───── Records to use
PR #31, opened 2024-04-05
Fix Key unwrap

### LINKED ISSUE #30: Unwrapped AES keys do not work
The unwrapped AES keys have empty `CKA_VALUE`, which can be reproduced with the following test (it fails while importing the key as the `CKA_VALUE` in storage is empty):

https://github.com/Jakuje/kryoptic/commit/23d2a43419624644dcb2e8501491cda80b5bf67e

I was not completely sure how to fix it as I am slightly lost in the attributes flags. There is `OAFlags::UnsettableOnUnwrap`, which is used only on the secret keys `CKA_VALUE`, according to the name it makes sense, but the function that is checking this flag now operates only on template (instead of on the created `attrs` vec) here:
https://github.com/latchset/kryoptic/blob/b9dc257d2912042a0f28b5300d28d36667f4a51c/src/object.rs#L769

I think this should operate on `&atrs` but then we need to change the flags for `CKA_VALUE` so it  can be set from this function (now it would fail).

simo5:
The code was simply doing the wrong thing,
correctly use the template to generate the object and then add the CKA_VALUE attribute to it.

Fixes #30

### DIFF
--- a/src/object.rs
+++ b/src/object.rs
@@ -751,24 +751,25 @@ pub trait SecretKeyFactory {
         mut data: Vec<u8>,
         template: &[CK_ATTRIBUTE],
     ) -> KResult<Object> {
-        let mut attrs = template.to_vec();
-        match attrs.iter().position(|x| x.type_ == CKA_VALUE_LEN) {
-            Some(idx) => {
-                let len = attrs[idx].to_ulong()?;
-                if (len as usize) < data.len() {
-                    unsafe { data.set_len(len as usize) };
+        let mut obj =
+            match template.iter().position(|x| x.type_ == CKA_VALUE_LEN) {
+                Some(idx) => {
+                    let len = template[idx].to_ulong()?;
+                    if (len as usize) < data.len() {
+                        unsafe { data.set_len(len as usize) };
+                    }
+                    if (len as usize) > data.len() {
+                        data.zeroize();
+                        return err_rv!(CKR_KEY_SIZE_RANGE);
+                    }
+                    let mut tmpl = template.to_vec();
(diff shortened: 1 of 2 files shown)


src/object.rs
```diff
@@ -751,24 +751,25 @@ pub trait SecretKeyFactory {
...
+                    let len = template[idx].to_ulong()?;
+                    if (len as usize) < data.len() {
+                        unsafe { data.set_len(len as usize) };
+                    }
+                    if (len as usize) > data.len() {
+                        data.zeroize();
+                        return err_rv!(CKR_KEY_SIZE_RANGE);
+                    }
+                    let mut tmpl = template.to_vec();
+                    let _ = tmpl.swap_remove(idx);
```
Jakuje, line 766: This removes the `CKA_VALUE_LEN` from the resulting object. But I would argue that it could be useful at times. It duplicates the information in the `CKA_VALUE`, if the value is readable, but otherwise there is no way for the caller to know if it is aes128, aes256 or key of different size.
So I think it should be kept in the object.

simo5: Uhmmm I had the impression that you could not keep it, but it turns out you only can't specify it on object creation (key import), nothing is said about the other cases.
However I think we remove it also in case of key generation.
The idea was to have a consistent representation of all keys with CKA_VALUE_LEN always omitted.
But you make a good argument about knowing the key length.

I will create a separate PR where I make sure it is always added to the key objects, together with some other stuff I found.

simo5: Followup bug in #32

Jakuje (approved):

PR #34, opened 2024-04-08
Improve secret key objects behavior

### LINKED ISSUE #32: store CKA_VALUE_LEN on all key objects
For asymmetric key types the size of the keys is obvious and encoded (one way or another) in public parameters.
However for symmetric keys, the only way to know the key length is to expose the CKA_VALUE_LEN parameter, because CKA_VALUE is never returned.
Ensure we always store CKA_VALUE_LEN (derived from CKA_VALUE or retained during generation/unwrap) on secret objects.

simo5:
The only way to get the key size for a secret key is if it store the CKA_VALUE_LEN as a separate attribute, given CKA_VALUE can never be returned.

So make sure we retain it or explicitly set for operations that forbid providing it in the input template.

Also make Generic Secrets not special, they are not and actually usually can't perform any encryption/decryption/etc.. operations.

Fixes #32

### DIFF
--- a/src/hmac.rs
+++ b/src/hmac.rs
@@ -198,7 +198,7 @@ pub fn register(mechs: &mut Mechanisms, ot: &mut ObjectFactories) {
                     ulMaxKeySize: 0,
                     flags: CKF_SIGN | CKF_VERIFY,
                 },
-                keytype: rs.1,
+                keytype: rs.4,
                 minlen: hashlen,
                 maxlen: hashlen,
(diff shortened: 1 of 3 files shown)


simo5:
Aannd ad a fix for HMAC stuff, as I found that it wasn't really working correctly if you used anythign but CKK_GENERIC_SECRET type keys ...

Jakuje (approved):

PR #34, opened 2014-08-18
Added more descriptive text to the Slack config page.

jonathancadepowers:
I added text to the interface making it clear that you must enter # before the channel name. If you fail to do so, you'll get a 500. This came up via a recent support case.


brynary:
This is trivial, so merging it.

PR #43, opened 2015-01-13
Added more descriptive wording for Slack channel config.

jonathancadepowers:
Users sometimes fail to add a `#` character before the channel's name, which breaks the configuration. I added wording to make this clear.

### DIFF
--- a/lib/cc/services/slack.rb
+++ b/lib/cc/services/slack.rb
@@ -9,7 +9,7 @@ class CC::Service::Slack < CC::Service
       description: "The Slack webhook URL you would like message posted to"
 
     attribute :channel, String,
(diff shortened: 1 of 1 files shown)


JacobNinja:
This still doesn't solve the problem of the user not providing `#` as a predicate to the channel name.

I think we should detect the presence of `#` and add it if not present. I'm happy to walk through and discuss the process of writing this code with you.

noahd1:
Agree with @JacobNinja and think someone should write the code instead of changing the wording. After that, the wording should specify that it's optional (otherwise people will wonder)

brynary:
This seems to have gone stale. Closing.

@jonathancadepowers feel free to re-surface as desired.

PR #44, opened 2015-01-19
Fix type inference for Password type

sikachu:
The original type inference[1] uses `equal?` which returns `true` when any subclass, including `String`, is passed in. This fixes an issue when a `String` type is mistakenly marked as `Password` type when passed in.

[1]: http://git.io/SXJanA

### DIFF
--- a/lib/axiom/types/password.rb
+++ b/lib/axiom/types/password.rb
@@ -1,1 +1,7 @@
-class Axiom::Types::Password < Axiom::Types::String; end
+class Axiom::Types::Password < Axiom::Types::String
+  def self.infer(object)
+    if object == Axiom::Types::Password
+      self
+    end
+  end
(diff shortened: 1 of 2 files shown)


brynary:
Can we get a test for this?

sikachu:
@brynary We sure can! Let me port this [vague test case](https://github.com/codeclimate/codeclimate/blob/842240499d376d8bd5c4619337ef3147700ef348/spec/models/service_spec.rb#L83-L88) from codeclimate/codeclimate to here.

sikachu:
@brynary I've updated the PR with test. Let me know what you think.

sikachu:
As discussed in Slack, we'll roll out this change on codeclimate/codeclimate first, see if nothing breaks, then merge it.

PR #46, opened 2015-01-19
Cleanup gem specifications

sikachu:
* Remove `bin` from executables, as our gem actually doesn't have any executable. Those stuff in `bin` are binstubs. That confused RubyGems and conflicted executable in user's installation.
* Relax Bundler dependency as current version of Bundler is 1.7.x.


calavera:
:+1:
──────────
───── Records to use
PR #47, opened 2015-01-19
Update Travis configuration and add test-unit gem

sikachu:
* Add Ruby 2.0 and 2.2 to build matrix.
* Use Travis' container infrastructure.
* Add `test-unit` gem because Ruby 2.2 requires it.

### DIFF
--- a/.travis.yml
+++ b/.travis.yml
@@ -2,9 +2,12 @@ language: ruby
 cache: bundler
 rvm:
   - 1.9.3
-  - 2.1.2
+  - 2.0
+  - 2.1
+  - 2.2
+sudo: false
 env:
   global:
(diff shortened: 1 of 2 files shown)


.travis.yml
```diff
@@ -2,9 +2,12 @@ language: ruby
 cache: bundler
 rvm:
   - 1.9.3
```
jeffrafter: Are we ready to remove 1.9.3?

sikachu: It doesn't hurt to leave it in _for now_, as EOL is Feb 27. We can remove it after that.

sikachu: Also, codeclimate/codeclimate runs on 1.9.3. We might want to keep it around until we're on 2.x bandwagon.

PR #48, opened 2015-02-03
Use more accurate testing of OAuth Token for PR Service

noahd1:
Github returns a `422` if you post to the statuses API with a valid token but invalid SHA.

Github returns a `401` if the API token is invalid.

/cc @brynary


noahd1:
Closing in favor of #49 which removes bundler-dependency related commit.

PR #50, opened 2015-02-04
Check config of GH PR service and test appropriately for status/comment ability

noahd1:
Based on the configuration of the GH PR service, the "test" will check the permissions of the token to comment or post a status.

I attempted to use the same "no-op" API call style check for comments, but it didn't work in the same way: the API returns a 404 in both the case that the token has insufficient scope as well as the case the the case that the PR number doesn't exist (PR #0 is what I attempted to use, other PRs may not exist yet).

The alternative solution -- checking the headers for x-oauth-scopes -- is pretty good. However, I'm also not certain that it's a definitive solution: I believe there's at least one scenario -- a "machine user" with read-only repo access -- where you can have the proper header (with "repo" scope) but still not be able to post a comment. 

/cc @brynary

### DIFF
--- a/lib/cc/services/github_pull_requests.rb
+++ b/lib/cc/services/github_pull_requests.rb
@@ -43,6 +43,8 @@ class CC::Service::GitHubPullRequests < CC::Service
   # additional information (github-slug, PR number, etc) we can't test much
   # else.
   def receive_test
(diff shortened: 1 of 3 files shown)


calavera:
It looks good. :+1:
──────────
───── Records to use
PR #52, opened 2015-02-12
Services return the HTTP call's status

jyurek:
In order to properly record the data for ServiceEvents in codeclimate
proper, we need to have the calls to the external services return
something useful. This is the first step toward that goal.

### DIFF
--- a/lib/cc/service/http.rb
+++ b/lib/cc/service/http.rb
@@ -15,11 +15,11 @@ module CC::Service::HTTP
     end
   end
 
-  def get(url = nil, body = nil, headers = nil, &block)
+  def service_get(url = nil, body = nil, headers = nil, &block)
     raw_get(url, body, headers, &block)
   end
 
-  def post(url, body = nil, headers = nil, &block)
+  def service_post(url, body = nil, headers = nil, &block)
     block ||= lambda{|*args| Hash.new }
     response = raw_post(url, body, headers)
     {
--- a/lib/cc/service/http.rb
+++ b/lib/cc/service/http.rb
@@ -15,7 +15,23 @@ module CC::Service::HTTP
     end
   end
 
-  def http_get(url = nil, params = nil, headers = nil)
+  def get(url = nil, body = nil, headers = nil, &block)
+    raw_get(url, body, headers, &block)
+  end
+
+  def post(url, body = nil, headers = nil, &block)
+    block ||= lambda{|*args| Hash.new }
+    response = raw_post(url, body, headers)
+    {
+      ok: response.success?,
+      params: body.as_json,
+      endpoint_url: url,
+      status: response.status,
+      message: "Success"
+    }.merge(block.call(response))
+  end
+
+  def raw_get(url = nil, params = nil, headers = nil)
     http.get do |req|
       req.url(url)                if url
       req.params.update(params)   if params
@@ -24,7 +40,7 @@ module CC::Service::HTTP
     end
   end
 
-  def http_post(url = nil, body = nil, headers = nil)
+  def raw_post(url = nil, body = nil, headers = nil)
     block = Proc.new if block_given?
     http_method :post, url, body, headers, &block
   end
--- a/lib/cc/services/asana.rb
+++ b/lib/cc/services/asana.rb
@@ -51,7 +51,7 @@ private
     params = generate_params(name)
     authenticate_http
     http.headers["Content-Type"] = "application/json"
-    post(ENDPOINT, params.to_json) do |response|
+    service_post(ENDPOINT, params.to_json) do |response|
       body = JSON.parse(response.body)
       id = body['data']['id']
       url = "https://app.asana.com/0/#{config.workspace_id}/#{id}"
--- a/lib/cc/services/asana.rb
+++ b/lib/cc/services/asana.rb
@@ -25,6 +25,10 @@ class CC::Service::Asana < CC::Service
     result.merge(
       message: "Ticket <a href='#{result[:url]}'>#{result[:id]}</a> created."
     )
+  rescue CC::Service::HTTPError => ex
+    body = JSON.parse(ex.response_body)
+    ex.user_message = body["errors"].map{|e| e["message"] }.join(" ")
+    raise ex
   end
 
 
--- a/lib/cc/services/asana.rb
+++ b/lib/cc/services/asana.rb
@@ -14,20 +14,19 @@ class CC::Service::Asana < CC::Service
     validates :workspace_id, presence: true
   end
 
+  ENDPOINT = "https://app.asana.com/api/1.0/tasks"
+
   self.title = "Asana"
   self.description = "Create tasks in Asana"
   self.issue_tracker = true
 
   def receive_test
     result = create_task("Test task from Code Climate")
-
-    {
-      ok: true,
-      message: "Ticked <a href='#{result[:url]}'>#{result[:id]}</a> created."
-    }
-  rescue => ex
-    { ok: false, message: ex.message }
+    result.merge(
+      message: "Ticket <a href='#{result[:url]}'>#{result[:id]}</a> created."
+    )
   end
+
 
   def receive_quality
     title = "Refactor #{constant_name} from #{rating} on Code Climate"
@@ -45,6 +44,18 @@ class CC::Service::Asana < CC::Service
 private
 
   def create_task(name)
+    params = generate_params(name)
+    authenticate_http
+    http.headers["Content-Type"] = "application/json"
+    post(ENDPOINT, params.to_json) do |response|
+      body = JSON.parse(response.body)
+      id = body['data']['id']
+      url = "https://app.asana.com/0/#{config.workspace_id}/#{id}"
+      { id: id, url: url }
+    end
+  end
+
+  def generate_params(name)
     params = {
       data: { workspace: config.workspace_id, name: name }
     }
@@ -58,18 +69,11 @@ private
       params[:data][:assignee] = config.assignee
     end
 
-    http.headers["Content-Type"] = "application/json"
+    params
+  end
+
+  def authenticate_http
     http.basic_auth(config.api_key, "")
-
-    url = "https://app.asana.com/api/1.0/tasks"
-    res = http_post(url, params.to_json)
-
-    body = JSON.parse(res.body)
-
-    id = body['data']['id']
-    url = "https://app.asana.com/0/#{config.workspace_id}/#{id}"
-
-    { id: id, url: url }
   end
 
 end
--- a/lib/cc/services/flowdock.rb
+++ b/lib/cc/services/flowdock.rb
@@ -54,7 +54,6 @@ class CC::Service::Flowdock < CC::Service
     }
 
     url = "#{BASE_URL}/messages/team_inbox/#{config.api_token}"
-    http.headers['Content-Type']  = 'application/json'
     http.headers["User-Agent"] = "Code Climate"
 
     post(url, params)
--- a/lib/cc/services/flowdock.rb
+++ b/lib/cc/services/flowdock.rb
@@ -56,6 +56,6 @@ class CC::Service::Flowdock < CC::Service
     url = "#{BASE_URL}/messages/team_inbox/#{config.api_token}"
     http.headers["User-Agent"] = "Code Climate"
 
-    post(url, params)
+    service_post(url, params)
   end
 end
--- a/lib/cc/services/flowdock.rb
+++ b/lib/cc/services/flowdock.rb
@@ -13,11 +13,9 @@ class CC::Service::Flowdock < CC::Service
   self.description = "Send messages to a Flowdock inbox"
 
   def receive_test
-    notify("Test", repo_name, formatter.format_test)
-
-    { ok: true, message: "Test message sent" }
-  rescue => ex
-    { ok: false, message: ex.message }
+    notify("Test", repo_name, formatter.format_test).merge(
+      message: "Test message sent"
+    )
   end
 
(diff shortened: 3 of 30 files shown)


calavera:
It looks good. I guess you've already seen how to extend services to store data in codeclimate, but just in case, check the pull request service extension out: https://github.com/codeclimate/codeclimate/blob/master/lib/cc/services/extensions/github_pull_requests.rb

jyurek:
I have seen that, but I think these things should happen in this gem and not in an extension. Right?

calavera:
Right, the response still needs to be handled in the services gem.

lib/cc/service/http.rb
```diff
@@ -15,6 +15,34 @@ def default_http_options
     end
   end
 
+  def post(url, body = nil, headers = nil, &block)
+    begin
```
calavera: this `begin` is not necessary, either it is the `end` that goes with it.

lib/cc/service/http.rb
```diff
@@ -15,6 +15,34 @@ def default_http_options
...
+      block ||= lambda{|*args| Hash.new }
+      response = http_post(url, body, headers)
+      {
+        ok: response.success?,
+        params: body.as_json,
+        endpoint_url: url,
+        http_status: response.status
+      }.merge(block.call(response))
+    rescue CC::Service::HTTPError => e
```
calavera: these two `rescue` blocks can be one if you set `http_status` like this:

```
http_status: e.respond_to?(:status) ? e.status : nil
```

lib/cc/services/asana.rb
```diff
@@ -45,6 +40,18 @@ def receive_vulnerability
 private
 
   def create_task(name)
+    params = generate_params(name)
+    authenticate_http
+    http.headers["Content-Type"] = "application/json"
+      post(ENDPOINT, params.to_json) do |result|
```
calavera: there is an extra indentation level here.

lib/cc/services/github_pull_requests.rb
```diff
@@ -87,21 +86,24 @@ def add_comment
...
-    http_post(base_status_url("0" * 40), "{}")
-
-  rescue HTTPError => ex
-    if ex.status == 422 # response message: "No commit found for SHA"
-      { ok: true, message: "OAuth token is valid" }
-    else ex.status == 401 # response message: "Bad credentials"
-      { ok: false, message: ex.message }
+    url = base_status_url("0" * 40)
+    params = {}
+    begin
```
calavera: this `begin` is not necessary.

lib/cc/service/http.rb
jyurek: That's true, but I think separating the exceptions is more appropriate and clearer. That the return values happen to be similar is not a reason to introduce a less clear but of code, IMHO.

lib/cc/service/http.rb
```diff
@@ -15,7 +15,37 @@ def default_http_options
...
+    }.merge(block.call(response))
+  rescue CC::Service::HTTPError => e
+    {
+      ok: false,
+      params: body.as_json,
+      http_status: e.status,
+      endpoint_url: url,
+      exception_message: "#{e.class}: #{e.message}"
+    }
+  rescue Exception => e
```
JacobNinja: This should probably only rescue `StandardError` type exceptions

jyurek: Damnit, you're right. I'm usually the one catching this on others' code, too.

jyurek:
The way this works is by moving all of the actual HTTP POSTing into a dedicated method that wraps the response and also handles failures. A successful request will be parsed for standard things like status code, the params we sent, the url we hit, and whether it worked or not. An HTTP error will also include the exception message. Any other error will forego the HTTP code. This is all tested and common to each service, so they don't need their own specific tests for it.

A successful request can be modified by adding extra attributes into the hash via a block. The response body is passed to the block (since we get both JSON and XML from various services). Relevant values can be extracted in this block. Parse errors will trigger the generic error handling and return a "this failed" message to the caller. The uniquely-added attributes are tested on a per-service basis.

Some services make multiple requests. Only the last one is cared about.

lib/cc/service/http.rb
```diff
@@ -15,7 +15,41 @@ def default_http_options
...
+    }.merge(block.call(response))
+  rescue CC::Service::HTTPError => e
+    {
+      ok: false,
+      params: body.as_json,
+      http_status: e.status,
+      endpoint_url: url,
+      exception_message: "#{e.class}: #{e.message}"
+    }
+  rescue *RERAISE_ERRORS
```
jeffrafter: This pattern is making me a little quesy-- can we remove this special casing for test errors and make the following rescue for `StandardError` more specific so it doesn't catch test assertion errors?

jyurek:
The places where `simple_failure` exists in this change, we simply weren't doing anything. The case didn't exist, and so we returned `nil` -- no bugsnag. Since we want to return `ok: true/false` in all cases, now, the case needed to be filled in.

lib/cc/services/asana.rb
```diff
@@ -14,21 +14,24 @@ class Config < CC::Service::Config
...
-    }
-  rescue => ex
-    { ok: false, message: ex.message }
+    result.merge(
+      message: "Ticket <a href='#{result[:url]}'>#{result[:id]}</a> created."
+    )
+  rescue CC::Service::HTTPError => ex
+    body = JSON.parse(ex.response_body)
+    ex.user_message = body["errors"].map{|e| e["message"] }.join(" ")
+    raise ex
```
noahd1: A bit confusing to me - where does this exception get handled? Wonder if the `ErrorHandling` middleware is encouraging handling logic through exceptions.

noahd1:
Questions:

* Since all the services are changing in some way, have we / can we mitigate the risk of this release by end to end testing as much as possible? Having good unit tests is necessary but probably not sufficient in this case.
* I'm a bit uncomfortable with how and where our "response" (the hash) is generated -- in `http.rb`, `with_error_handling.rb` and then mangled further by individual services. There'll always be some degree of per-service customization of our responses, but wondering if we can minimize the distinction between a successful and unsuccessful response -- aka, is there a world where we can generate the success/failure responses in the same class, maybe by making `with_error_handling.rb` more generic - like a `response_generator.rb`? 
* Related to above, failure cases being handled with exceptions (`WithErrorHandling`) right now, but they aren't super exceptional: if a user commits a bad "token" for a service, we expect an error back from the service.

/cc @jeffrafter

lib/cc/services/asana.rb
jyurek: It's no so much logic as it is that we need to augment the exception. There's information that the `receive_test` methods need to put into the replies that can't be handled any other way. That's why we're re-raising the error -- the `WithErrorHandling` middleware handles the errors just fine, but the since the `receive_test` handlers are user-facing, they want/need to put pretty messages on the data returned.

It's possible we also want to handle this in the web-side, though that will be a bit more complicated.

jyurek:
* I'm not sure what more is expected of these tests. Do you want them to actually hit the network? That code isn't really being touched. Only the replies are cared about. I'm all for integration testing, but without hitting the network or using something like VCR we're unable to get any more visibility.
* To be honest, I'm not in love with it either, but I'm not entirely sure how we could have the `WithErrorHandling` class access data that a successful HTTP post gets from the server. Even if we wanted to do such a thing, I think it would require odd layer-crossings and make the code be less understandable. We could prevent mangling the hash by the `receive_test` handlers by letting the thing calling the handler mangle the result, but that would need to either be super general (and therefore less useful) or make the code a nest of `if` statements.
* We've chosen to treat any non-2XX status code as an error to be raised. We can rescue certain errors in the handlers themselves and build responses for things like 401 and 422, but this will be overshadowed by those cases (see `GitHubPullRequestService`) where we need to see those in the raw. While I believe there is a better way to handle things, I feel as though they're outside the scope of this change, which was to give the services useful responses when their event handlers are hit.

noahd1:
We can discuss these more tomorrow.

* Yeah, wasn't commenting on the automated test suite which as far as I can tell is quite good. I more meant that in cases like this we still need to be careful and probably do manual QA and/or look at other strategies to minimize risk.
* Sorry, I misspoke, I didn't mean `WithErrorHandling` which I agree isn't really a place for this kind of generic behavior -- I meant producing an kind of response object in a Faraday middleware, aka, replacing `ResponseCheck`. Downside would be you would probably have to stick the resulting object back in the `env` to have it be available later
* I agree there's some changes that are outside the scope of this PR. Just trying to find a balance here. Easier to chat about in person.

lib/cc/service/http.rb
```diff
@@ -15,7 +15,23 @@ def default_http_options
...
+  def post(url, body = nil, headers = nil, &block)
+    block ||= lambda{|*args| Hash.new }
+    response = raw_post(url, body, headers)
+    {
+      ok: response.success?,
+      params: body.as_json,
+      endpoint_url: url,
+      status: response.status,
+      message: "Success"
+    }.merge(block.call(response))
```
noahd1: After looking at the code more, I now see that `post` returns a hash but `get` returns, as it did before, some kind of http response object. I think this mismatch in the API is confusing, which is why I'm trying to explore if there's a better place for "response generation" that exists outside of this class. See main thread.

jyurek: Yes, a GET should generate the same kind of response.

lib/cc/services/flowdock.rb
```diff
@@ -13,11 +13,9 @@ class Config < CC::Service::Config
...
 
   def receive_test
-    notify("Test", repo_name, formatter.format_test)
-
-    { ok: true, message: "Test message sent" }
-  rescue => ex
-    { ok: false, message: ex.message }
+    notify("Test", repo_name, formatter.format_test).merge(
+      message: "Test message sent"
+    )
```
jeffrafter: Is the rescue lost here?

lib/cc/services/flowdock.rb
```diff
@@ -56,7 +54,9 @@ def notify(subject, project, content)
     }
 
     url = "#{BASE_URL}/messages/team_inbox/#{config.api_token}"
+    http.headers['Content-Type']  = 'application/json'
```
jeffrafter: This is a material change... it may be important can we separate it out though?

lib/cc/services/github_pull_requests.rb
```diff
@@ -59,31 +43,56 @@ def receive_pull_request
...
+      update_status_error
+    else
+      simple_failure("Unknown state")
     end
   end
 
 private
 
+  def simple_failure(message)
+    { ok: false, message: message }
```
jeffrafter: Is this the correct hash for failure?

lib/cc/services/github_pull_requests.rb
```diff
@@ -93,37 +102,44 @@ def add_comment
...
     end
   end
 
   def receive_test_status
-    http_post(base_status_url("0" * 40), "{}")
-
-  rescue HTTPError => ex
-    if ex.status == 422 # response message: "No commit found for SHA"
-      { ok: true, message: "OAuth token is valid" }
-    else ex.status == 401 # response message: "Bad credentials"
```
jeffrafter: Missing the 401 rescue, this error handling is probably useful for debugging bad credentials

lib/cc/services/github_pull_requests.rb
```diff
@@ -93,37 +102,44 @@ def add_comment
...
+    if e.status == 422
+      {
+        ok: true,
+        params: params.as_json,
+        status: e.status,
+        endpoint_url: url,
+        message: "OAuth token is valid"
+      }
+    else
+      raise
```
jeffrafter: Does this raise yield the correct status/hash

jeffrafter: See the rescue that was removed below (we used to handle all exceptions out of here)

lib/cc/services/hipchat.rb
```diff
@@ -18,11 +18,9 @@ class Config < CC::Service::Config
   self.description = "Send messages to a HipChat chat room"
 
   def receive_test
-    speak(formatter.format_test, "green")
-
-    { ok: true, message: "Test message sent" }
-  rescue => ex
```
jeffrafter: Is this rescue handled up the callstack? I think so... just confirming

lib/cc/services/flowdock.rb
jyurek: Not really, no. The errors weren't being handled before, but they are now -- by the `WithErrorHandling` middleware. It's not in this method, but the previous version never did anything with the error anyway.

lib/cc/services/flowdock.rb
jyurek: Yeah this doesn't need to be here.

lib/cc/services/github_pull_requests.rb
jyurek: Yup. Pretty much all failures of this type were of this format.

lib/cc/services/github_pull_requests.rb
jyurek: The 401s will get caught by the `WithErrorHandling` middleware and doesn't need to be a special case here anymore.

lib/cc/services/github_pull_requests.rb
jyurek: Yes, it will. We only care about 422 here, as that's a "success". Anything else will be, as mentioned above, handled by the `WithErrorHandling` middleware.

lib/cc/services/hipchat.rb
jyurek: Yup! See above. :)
──────────
__What is needed__:
Every line of the records above that contains the word "first" should be counted, and only the total given.

__Answer to this problem__:
2